TASK GOAL
Look through the material below and copy exactly the lines from the line with "accessed. With this" to the line with "be the biggest", those two lines included.

RECORDS FOR THE EXERCISE
--------------------------------

Issue #349, opened 2017-03-29
Consider putting all configs into a single entry


gimite:
Currently we put each config (key-value pair) into a single ConfigEntry entry in datastore:
https://github.com/google/personfinder/blob/master/app/config.py#L123

This causes a lot of datastore access. We should probably consider putting all configs for a repository into a single entry, which should reduce the number of datastore access significantly, and make the app load faster.

Note that datastore access time may be significantly improved by #346 which will use memcache internally. But I believe this change is still preferred after #346 because it can make the app load even faster.

Note that there should be a limit of the size of a single entry (1MB?). But config for a single repository should fit in the limit, though we need to verify. We should probably keep separating the entry per repository, because there can be many repositories over time and the total size of config in all repositories might exceed 1MB.

waseem18:
@gimite I'll look into it along with #346 :+1:

gimite:
Thanks for the interest, but @githaruo may be looking into this. @githaruo Do you want to take this?

githaruo:
@gimite I'm okay to pass #346 to @waseem18.

githaruo:
Sorry, I'm saying #349 (this thread).

gimite:
OK, thanks. Then @waseem18 feel free to take this issue too!

waseem18:
@gimite Happy to look into that! :)

PR #590, opened 2019-03-18
Reduce datastore queries for config settings

nworden:
The main change is to have Configuration.\_\_init\_\_ get all config settings.
Currently, a separate query is made each time a config entry needs to be
accessed. With this change, all the config entries are pulled at once in
just two queries (one for the repo config, one for the global config)
when the Configuration object is initialized. Individual entries can
then be accessed without additional datastore queries. It's pretty
similar to what gimite suggested on issue #349, except I didn't change
the datastore model (there's still a separate ConfigEntry object for
each setting, just now we get them all at once).

According to Stackdriver this reduces /datastore_v3.Get RPCs for the
repo homepages by about half (from 146 to 62). Datastore queries seem to
be the biggest contributor to latency, so this speeds things up a
noticeable amount (from ~1500-1700ms to ~700-800ms).

This means skipping the cache codepath, but the config cache seems to
be disabled in prod anyway.

There are some places where a Configuration object is unavailable (e.g.,
when HANDLER_CLASSES is built), and for them I've just left things
as they are for now.

### DIFF
--- a/app/config.py
+++ b/app/config.py
@@ -125,6 +125,10 @@ class ConfigEntry(db.Model):
     value = db.TextProperty(default='')
 
 
+# If calling from code where a Configuration object is available (e.g., from
+# within a handler), prefer Configuration.get. Configuration objects get all
+# config entries when they're initialized, so they don't need to make an
+# additional Datastore query.
 def get(name, default=None, repo='*'):
     """Gets a configuration setting from cache if it is enabled,
        otherwise from the database."""
@@ -145,6 +149,10 @@ def set(repo='*', **kwargs):
            value=simplejson.dumps(value)) for name, value in kwargs.items())
     cache.delete(repo)
 
+# If calling from code where a Configuration object is available (e.g., from
+# within a handler), prefer Configuration.get. Configuration objects get all
+# config entries when they're initialized, so they don't need to make an
+# additional Datastore query.
 def get_for_repo(repo, name, default=None):
     """Gets a configuration setting for a particular repository.  Looks for a
     setting specific to the repository, then falls back to a global setting."""
--- a/app/config.py
+++ b/app/config.py
@@ -195,5 +195,8 @@ class Configuration(UserDict.DictMixin):
             return self.global_config[name]
         return None
 
+    def get(self, name, default=None):
+        return self[name] or default
+
     def keys(self):
         return self.entries.keys()
--- a/app/config.py
+++ b/app/config.py
@@ -204,7 +204,13 @@ class Configuration(UserDict.DictMixin):
         return None
 
     def get(self, name, default=None):
-        return self[name] or default
+        # UserDict.DictMixin.get isn't going to do what we want, because it only
+        # returns the default if __getitem__ raises an exception (which ours
+        # never does).
+        res = self[name]
+        if res is None:
+            return default
+        return res
 
     def keys(self):
         return self.entries.keys()
--- a/app/config.py
+++ b/app/config.py
@@ -163,6 +163,13 @@ def set_for_repo(repo, **kwargs):
 class Configuration(UserDict.DictMixin):
     def __init__(self, repo):
         self.repo = repo
+        db_entries = model.filter_by_prefix(
+            ConfigEntry.all(), self.repo + ':')
+        self.entries = {
+            entry.key().name().split(':', 1)[1]: simplejson.loads(entry.value)
+            for entry in db_entries
+        }
+        self.global_config = None if repo == '*' else Configuration('*')
 
     def __nonzero__(self):
         return True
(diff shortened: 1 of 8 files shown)


app/create.py
```diff
@@ -41,8 +42,11 @@ def days_to_date(days):
 class Handler(BaseHandler):
     def get(self):
         self.params.create_mode = True
-        profile_websites = [add_profile_icon_url(website, self)
-                for website in self.config.profile_websites or []]
+        profile_websites = [
+            # add_profile_icon_url is going to modify website, so we make a copy
+            # of the config setting to avoid modifying the original.
+            add_profile_icon_url(website, self)
```
gimite: Can be a TODO, but maybe add_profile_icon_url() should rather perform deep copy internally so that it doesn't cause modification to its parameter?

app/main.py
```diff
@@ -298,17 +298,18 @@ def setup_env(request):
...
 
     # Internationalization-related stuff.
     env.charset = select_charset(request)
     env.lang = select_lang(request, env.config)
     env.rtl = env.lang in const.LANGUAGES_BIDI
 
     # Determine the resource bundle to use.
-    env.default_resource_bundle = config.get('default_resource_bundle', '1')
+    env.default_resource_bundle = (
+        env.config.get('default_resource_bundle') or '1')
```
gimite: Can't you write env.config.get('default_resource_bundle', '1') here?

gimite:
Thanks for doing this, and glad to see significant improvement of performance!

app/config.py
```diff
@@ -180,8 +187,11 @@ def __getattr__(self, name):
     def __getitem__(self, name):
         """Gets a configuration setting for this repository.  Looks for a
         repository-specific setting, then falls back to a global setting."""
-        return get_for_repo(self.repo, name)
+        if name in self.entries:
+            return self.entries[name]
+        elif self.global_config:
+            return self.global_config[name]
```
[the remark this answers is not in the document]
nworden: It won't raise an exception. Since this function overrides accesses like `config[name]`, line 193 is basically a recursive call into this same function for the global config object. The global config won't have a pointer to any other config (i.e., `self.global_config` will evaluate as false) and it'll jump down to 'return None`.
I added a test for this to be safe (`test_no_exception_for_unset_key` in `server_test_cases/config_tests.py`).

app/config.py
```diff
@@ -163,6 +163,13 @@ def set_for_repo(repo, **kwargs):
 class Configuration(UserDict.DictMixin):
     def __init__(self, repo):
         self.repo = repo
+        db_entries = model.filter_by_prefix(
```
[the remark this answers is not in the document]
nworden: Done.

app/config.py
```diff
@@ -180,8 +187,11 @@ def __getattr__(self, name):
     def __getitem__(self, name):
         """Gets a configuration setting for this repository.  Looks for a
         repository-specific setting, then falls back to a global setting."""
-        return get_for_repo(self.repo, name)
```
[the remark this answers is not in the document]
nworden: I couldn't find any get_for_repo() calls from within a handler (i.e., where a Configuration object is available).

app/create.py
nworden: Done.

app/main.py
nworden: Done.

app/config.py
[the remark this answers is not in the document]
gimite: Oh I see, it's a Config instance not a dict.

app/utils.py
```diff
@@ -614,6 +615,7 @@ def get_url(request, repo, action, charset='utf-8', scheme=None, **params):
 
 
 def add_profile_icon_url(website, handler):
+    website = copy.deepcopy(website) # avoid modifying the original
```
gimite: Nit: One more whitespace before "#".

tests/server_test_cases/config_tests.py
```diff
@@ -104,6 +104,21 @@ def test_config_namespaces(self):
...
 
+    def test_no_exception_for_unset_key(self):
+        # Tests that a config will return None, and not throw an exception, when
+        # asked for the value of an unknown key.
+        config.set_for_repo('*', good_key_1='abc', good_key_2='def')
+        config.set_for_repo('foo', good_key_1='ghi')
+        cfg = config.Configuration('foo')
+        assert cfg['good_key_1'] == 'ghi'
+        assert cfg['good_key_2'] == 'def'
+        assert cfg['unknown_key'] == None
```
gimite: Should be `is None`.

app/config.py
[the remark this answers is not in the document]
gimite: Thanks! Maybe can you add a comment in config.get_for_repo() and config.get() to warn that they are not as efficient as instance methods of Config class?

It may also be better to update https://github.com/google/personfinder/wiki/Config to suggest using Config object in the handlers. The doc currently only mentions config.get() and config.get_for_repo().

tests/server_test_cases/config_tests.py
nworden: Done.

app/utils.py
nworden: Done.

nworden:
It's failed twice on the Python 2.7.15 tests, but the failures were on different assertions, so this must just be noise.

app/config.py
```diff
@@ -193,5 +203,8 @@ def __getitem__(self, name):
             return self.global_config[name]
         return None
 
+    def get(self, name, default=None):
+        return self[name] or default
```
gimite: I believe this returns `default` when the value is 0 or ''. Can you return `default` only when the value is None?

It may also be helpful to document why you need to explicitly define this method because it is also provided by UserDict.DictMixin (I guess because `__getitem__` doesn't throw an exception for non-existing keys?).

nworden: Done. And yeah, `DictMixin.get` returns the default only if an exception is raised (it was kinda hard to find documentation of its behavior, but I tested it out).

--------------------------------

EXERCISE SOLUTION
accessed. With this change, all the config entries are pulled at once in
just two queries (one for the repo config, one for the global config)
when the Configuration object is initialized. Individual entries can
then be accessed without additional datastore queries. It's pretty
similar to what gimite suggested on issue #349, except I didn't change
the datastore model (there's still a separate ConfigEntry object for
each setting, just now we get them all at once).

According to Stackdriver this reduces /datastore_v3.Get RPCs for the
repo homepages by about half (from 146 to 62). Datastore queries seem to
be the biggest contributor to latency, so this speeds things up a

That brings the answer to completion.